COVID-19: A Message from the PCA and DPCA
The tied pub trade is coping with unprecedented challenges. Right now, the need to preserve the rights of regulated tenants is a priority. Pubs Code duties on the regulated pub-owning businesses (POBs) are not suspended, and indeed they provide protections to tied pub tenants which will be important throughout and after the Covid-19 emergency.
However, all regulated pub-owning businesses have told us that given the circumstances they do not expect to be able to comply with their Pubs Code duties to serve compliant Rent Proposals, Rent Assessment Proposals and MRO full responses. These duties are vital in ensuring that rents are fairly set, and that tenants are no worse off than if they were free of tie.

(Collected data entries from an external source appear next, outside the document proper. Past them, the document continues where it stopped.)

PR #1006, opened 2026-06-19
feat(sync): canonical entity/relation content hash (TKT-8FSBGB)

vloothuis:
First sub-ticket of the two-way fsstore↔pgstore sync feature (FEAT-NJ9FEN): a
deterministic, backend-independent content hash for entities/relations. This is
the load-bearing token — the same logical record on the filesystem (fsstore,
YAML) and in Postgres (pgstore, JSONB) must hash identically or every
conditional push 412s.

## Approach
- **Length-prefixed streaming hash** into `sha256.New()` — unambiguous for
  arbitrary content (no delimiter-injection collisions).
- **Single-boundary `normalize()`** folds every fs-vs-pg type divergence to one
  form: whole exactly-representable float→int64, `time.Time`→RFC3339 string,
  `map[any]any`→`map[string]any`, ints/uints >2^53→the same lossy float64 both
  backends are forced into. Handles raw `json.Number`.
- **`canonicalBody` fixed-point** — `markdown.FormatMarkdown` is *not* idempotent
  (a fuzzer found `"0) \n\n0"`→`"\n0\n"`→`"0\n"`), so the body is reformatted to a
  stable point; fsstore's reflowed body and pgstore's raw body converge.
- **fsstore.formatMarkdown deduped** onto `markdown.FormatMarkdown` (removed a
  private copy that could drift).
- `writeValue` **panics** on any unnormalized type rather than silently diverging.

## Review history
Code review (cranky-code-reviewer) found 5 critical + 4 significant issues in the
first cut — all reproduced and fixed (see RR-* in the second commit message). Two
of the bugs were surfaced by the new fuzzers, not the hand-written tests.

## Tests
- `TestHashEntity_CrossBackendDecode` + `FuzzCrossBackendDecode` (966k execs clean)
  — raw YAML decode vs JSON+UseNumber, with every found divergence as a regression
  fixture.
- `TestBodyConvergence` + `FuzzBodyConvergence` (246k execs clean).
- canonical package 96% coverage, lint clean, race-clean, full module builds.

Ticket: TKT-8FSBGB. Does not wire the hash into the backends yet — that lands in
TKT-GFJJ3S (pgstore) and TKT-PV0R3V (server API).

PR #1008, opened 2026-06-20
fix(markdown): make FormatMarkdown idempotent for all callers

vloothuis:
Crit-review follow-up to #1006 (which merged before the review changes landed).

`FormatMarkdown` was not idempotent — a single goldmark round-trip can re-parse
its own output into a different document (`**\n*` → `** *` → `---`, plus
intrinsic cases the fuzzer finds). The canonical content hash (internal/canonical)
relies on idempotency: it re-formats both fsstore's reflowed body and pgstore's
raw body, which must converge.

## Change
- `FormatMarkdownWithWidth` now extracts a single `formatOnce` pass and iterates
  it to a fixed point, so idempotency holds for **every** caller (fsstore writes,
  data-entry rendering, the hash) — not just the canonical package.
- Removed the equivalent loop from `canonical.canonicalBody`; `body()` is now a
  plain `FormatMarkdown` call.
- Restored `FuzzFormatMarkdownIdempotent` as a now-true invariant (passes 453k
  execs; failed in seconds before the fix). `**\n*` and `0) ` pinned as seeds.

No behavior change for normal content — only degenerate inputs settle to a stable
form. Convergence is ≤2 passes in practice.

Reviewed via crit (approved). Build + all formatter consumers (store, dataentry,
conflict) green.

### DIFF
--- a/internal/canonical/canonical.go
+++ b/internal/canonical/canonical.go
@@ -118,34 +118,17 @@ func (w *writer) field(key, value string) {
 	w.str(value)
 }
 
-// body writes the markdown body after normalizing it to a formatting fixed
-// point, so fsstore's reflowed body and pgstore's raw content converge.
+// body writes the markdown body after normalizing it through the shared
+// formatter, so fsstore's reflowed body and pgstore's raw content converge.
+//
+// This relies on [markdown.FormatMarkdown] being idempotent — fsstore stores
+// FormatMarkdown(raw) and pgstore stores raw, so the hash re-formats both and
+// they must land on identical bytes. FormatMarkdown guarantees that (it
+// iterates to a fixed point internally); markdown's FuzzFormatMarkdownIdempotent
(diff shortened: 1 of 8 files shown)


tschmits:
@vloothuis : de checks wachten op status en een retry van de action lost dit niet op - kan jij investigaten wat hier mis gaat?

tschmits (commented):
## IB-review — rela#1008 `fix(markdown): make FormatMarkdown idempotent for all callers`

**Reviewer:** CISO · **Status: ✅ Approved** — Idempotency-bugfix in de markdown-formatter, grondig getest (fuzz, unit tests) en zonder security-relevante wijzigingen; geen bevindingen ≥ Laag conform POLICY-015 §4 (code review en geautomatiseerde tests aanwezig en groen).

tschmits (approved):

PR #1511, opened 2026-09-02
fix(acl): refuse verb keys under role_relations, document the all-verbs gate

vloothuis:
## Why

`role_relations.<rel>.requires_permission` is a single flat permission that gates **all** write verbs on a role-conferring relation. That flatness is correct — the escalation it stops (`alice --member-of--> admins`) is a *create*, so a partially-gated policy would read as hardened while stopping nothing — but nothing in the code or docs said so, and two things actively invited the wrong conclusion:

1. **`RoleRelationDef` had no strict unmarshaller.** yaml.v3 silently drops keys it cannot map, so:

   ```yaml
   role_relations:
     member-of:
       create: add-member      # silently dropped — relation is now UNGATED
   ```

   loaded clean and left the membership relation open. That is a fail-open on the one gate whose entire job is tamper-resistance. `RelationWriteGrant` one struct over already guards against exactly this; `role_relations` did not.

2. **The security guide's worked example named the permission `member-of:create`** — which reads exactly like a per-verb key, making `member-of:delete` look like it should also work. It doesn't.

Per-verb CUD permissions *do* exist, as top-level `relation_grants:`, but no `role_relations` documentation pointed forward to them.

## What changed

- **`RoleRelationDef.UnmarshalYAML`** (`internal/acl/policy.go`) rejects unknown keys. `create`/`update`/`delete`/`read` get their own message naming `relation_grants:`, since an operator reaching for them has a coherent intent that is simply spelled elsewhere. Mirrors the existing `RelationWriteGrant` unmarshaller.
- **Godoc** on `RoleRelationDef` explains why the gate is all-verbs (create is the escalation; delete is an availability attack, so neither is safely split).
- **`docs-project/entities/guides/GUIDE-acl-security.md`** gains a "The gate covers every verb" section, and the example permission is renamed `member-of:create` → `delegate-membership` (matching what the godoc already used). `docs/acl-security.md` regenerated via `just docs`.

Verified against the built binary — the failure is at policy load in `appbuild`, so it blocks every entry point rather than only the linter:

```console
$ rela acl audit
appbuild: load acl.yaml: acl: parse /tmp/acltest/acl.yaml: role_relations: "create" is not supported — `requires_permission:` gates ALL write verbs on a role-conferring relation, by design. Per-verb permissions are `relation_grants:`, which is refused on a type that confers a role
```

## Compatibility

The new error only fires on config that was **already broken** — a dropped verb key never had an effect. No `acl.yaml` in the repo uses `role_relations` at all (checked `prototypes/data-entry/project/acl.yaml`), and the security model is unchanged: no evaluation path, ceiling, or `aclaudit` check was touched, so `RequiresPermission != ""` remains the boolean "is this gated" that A2/A6/A7 and the boot warning rely on.

## Tests

`TestLoadPolicy_RoleRelationsVerbKey_Rejected` (table-driven over the four verb keys plus a typo'd `confer:`) and `TestLoadPolicy_RoleRelationsSupportedKeys` (round-trips both real fields, so the strict unmarshaller did not narrow the real surface).

Local: `just check`, `just arch-lint`, `just comment-lint`, `just docs-check`, `just coverage-check` all pass.

https://claude.ai/code/session_019QbeaMhbmDKnYpzdaJzZJt

### DIFF
--- a/docs-project/entities/guides/GUIDE-acl-security.md
+++ b/docs-project/entities/guides/GUIDE-acl-security.md
@@ -22,28 +22,62 @@ restriction on who can create one. **If you use groups in
 `assignments`, you must gate writes to the membership relation**, or
 any user who can create such a relation can grant themselves any role.
 
-The simplest hardening is to require a `member-of:create` permission
+The simplest hardening is to require a `delegate-membership` permission
 on the relation and grant it only to administrative roles:
 
 ```yaml
 role_relations:
   member-of:
-    requires_permission: member-of:create
+    requires_permission: delegate-membership
 
 roles:
   admin:
-    permissions: [member-of:create]
+    permissions: [delegate-membership]
     create: ["*"]
     update: ["*"]
     delete: ["*"]
     read: ["*"]
 ```
 
-With that in place, only principals who hold `member-of:create`
+With that in place, only principals who hold `delegate-membership`
 (directly or via inherited role) can add someone to a group.
 Operators of single-user instances who don't use groups can ignore
 this; the moment you add an `assignments` mapping for a group, this
 is mandatory.
+
+### The gate covers every verb
+
+`requires_permission:` takes one permission name, and it gates **all**
+write verbs on the relation — create, update and delete alike. There is
+no `create:`/`update:`/`delete:` form here, and that is deliberate: the
+escalation this gate stops is a *create*
+(`alice --member-of--> admins`), so a policy gating only some verbs
+would read as hardened while stopping nothing. Removing a conferred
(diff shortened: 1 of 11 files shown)


tschmits (approved):
## IB-review — github:rela#1511 `fix(acl): refuse verb keys under role_relations, document the all-verbs gate`

**Reviewer:** CISO · **Status: ✅ Approved** — dicht een fail-open in de ACL-policyparser (onbekende verb-keys werden stilzwijgend genegeerd), consistent fail-closed en goed getest, geen bevindingen.

PR #1512, opened 2026-09-02
feat(dataentry): declarative webhook routes (TKT-1EM4KL)

vloothuis:
Adds `webhooks:` to `data-entry.yaml`: an operator declares `POST /hooks/{id}` and maps an inbound request onto entity writes, with no Lua.

Motivating case is a monitoring alert — look up an incident, create it from a template if absent, append the notification to its body.

## What's here

- **Config + load-time validation** — a bad hook is a load error, matching automation `condition:`.
- **Three workflows**: always-create, find-or-create, find-and-update-only. `find:` is optional; a match key is required only when creating.
- **`{{body.*}}` / `{{query.*}}` / `{{header.*}}` interpolation**, extending the automation vocabulary.
- **`sha256` in the predicate stdlib**, so a `computed:` + `unique:` property can serve as the identity key.
- **`markdown.AppendToSection`** — a missing section is created rather than erroring, because an error discards an alert nobody resends.
- **Route id is the URL segment**: `icinga-alert` serves `/hooks/icinga-alert`. No aliasing surface.

## Design

Producer authentication is the fronting proxy's job (Pratique, oauth2-proxy), not rela's — as on the request path.

Concurrency uses **conditional writes, not locking**: a racing create loses on `unique:` and the loser re-finds. Verified against live PostgreSQL — 8 concurrent deliveries, one winner, every loser returns 200 with the winner's id.

## Reviewed

Two reviewers (quality + security) plus a real-payload pass over Icinga, Alertmanager and Grafana. Nine findings: 2 critical and 3 significant fixed, 2 minor fixed, 2 deferred to their own tickets.

The critical one is worth calling out: the retry loop was **dead code**. `isWebhookConflict` matched only the store error, but entitymanager re-presents a unique violation as a validation error — and its pre-write scan raises one with no store error to wrap at all. Every conflict loser got a 500. The test that should have caught it never invoked the pipeline.

## Known limitations, documented

- **Cross-process `append_section` can lose a write.** `Patch.Content` is an absolute replacement and nothing below is a CAS, so the in-process write lock is what makes it safe. Reproduced by `TestWebhookConflict_CrossProcessAppendsCanBeLost`. The real fix is store-level optimistic concurrency (TKT-34XS2R), which will also retire the lock here — and removes the same latent TOCTOU under the data-entry API's `If-Match`.
- **Alertmanager and Grafana are not yet supported.** Their content sits in an `alerts[]` array that interpolation cannot reach (TKT-ZEACWJ). Icinga works today. `docs/webhooks.md` says so plainly, because an unresolved reference is an empty string rather than an error.

## Verification

`go test -tags postgres ./internal/dataentry/` against live PostgreSQL 15 including six conflict tests; `-race` on the non-postgres packages; arch-lint, lint, comment-lint, plimsoll clean; `rela validate --project tickets` passes.

https://claude.ai/code/session_01WErWDSkC93s1Azn6PZKVxH


tschmits (approved):
## IB-review — github:rela#1512 `feat(dataentry): declarative webhook routes (TKT-1EM4KL)`

**Reviewer:** CISO · **Status: ✅ Approved** — grondig voorbewerkt (dubbele interne review + real-payload-pass), reserved principal-prefix, header-allowlist, load-shedding en newline-injectiefix geverifieerd in code; resterende beperkingen expliciet gedocumenteerd met vervolgticket, geen bevindingen.

PR #1514, opened 2026-09-02
fix(acl): reject unknown keys in affordance grants (BUG-I0N3YR)

vloothuis:
Follow-up to #1511, found by applying that PR's own rule to the rest of the package.

## The bug

`FieldGrant`, `OptionGrant` and `RelationGrant` had no strict unmarshaller, and yaml.v3 drops keys it cannot map. Each carries a `when:` conditioning the grant on a predicate — and an absent `When` compiles to a nil program, which `PolicyResolver.compile` treats as **grant unconditionally**:

```yaml
roles:
  editor:
    read: [note]
    visible:
      note:
        - field: salary
          wehn: "has_role(current_user, 'hr')"   # typo
```

The operator wrote "editors may see salary if they are HR" and deployed "editors may see salary". The policy is valid, the field name is real, and the grant works — for everyone holding the role. This is `visible:`, so it is field-level **read** redaction; the same typo on `fields:` widens writes, on `options:` widens settable enum values, on `relations:` widens link affordances.

## Why it survived review

The sibling keys fail *closed*, which hid it. A dropped `field:`/`option:`/`relation:` becomes `""`, matches no declared property, and `internal/affordances` rejects it by name (`validateField`/`validateOption`). Three of the four keys had a downstream backstop; the fourth — the only one whose absence means *more* access — had none.

## Relationship to #1511

Same defect class. That PR fixed `RoleRelationDef` and recorded the general rule (a config struct's parser must fail closed; ask which direction a dropped key fails) — but did not enumerate the other structs sharing the shape, so the rule was written down while three live instances of the defect it described remained. Linked as `BUG-I0N3YR --caused-by--> BUG-BRZX6O`.

The enumeration is mechanical, which is the point:

```console
$ grep -n "^type .* struct" internal/acl/policy.go
$ grep -n "func (.*) UnmarshalYAML" internal/acl/policy.go
```

The difference between those two lists was the work item.

## The fix

A shared `rejectUnknownGrantKeys` helper called from a new `UnmarshalYAML` on each of the three structs:

```console
$ rela list
appbuild: load acl.yaml: acl: parse /srv/rela/acl.yaml: fields/visible grant at line 7: unknown key "wehn" (want field, when)
```

Errors name the **source line**, not an index. The first draft used an index, which numbered the keys of one grant's mapping and printed `[1]` for a typo in the *first* grant — it read as though it named which grant was wrong. Caught in self-review and fixed.

**`RoleDef` is deliberately left lenient.** A dropped verb key there (`creat:`) removes grants, which fails closed. Worth fixing for ergonomics, but it is not this bug and I did not want to mix the two.

## Tests

- `TestLoadPolicy_AffordanceGrantUnknownKey_Rejected` — table over `fields:`, `visible:`, `options:`, `relations:`, the nested `RelationGrant.Fields` case, and a non-`when` typo.
- `TestLoadPolicy_AffordanceGrantSupportedKeys` — round-trips all three structs, explicitly asserting `RelationGrant.Create` is a non-nil pointer to `false` and `Remove` is nil, since the new unmarshallers decode via a `type raw` alias and the pointer tri-state is load-bearing.
- **Mutation-verified**: short-circuiting `rejectUnknownGrantKeys` to `return nil` fails the table test; restoring it passes. BUG-NRCJ9E shipped a fix whose test iterated the registry it was meant to guard, so this check was done deliberately.
- End-to-end against the built binary for both a `visible:` and a `relations:` typo.

## Compatibility

The new error fires only on config that was already silently broken — a dropped key never took effect. No `acl.yaml` in the repo uses these blocks (`prototypes/data-entry/project/acl.yaml` is the only policy file). No evaluation path changed.

Local: `just check`, `just docs-check` pass.

https://claude.ai/code/session_019QbeaMhbmDKnYpzdaJzZJt

### DIFF
--- a/internal/acl/policy.go
+++ b/internal/acl/policy.go
@@ -433,6 +433,21 @@ type FieldGrant struct {
 	When  string `yaml:"when,omitempty"`
 }
 
+// UnmarshalYAML rejects unknown keys. See [rejectUnknownGrantKeys] for why
+// leniency here fails OPEN rather than closed.
+func (g *FieldGrant) UnmarshalYAML(node *yaml.Node) error {
+	if err := rejectUnknownGrantKeys(node, "fields/visible", "field", "when"); err != nil {
+		return err
+	}
+	type raw FieldGrant
+	var out raw
+	if err := node.Decode(&out); err != nil {
+		return err
+	}
+	*g = FieldGrant(out)
+	return nil
+}
+
 // OptionGrant grants a single enum option on a field. Used to filter
 // the option set the SPA renders and to gate writes that set the
 // field to that option.
@@ -440,6 +455,20 @@ type OptionGrant struct {
 	Field  string `yaml:"field"`
 	Option string `yaml:"option"`
 	When   string `yaml:"when,omitempty"`
+}
+
+// UnmarshalYAML rejects unknown keys. See [rejectUnknownGrantKeys].
+func (g *OptionGrant) UnmarshalYAML(node *yaml.Node) error {
+	if err := rejectUnknownGrantKeys(node, "options", "field", "option", "when"); err != nil {
+		return err
+	}
+	type raw OptionGrant
+	var out raw
+	if err := node.Decode(&out); err != nil {
+		return err
+	}
+	*g = OptionGrant(out)
+	return nil
 }
 
 // RelationGrant grants relation-level affordances for one relation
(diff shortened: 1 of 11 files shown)


tschmits (approved):
## IB-review — github:rela#1514 `fix(acl): reject unknown keys in affordance grants (BUG-I0N3YR)`

**Reviewer:** CISO · **Status: ✅ Approved** — dicht een fail-open in de ACL-affordance-grant-parsing (stilzwijgend genegeerde onbekende `when:`-sleutel); dekking van alle yaml-invoerpaden geverifieerd, geen ISMS-relevante bevindingen.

During this emergency we recognise the importance of measures to ensure that the burden of preserving rights, including by bringing timely arbitration disputes to the PCA, should not fall on the tenants where this is not a practical or economic possibility. We are therefore pleased that Directors of all the regulated POBs have signed a formal declaration which serves to protect certain tenant rights in the current emergency.
This declaration effectively stops the clock from 16 March 2020 on many Code deadlines that apply to tenants making arbitration referrals during this emergency period, and provides safeguards relating to specific MRO rights. Please see here for further detail.
These arrangements provide additional protections and expressly do not prevent any tenant from taking any available Code step to access their rights.
We have consulted with tied pub tenant representative groups about these measures. We will continue to engage with the POBs to ensure that they return to compliant processes as soon as possible, and that tenants can continue to benefit from their Code rights. As regulators all our statutory enforcement powers continue to exist. We will be working tirelessly to promote and protect the Code rights of tenants and will take further measures if these prove necessary.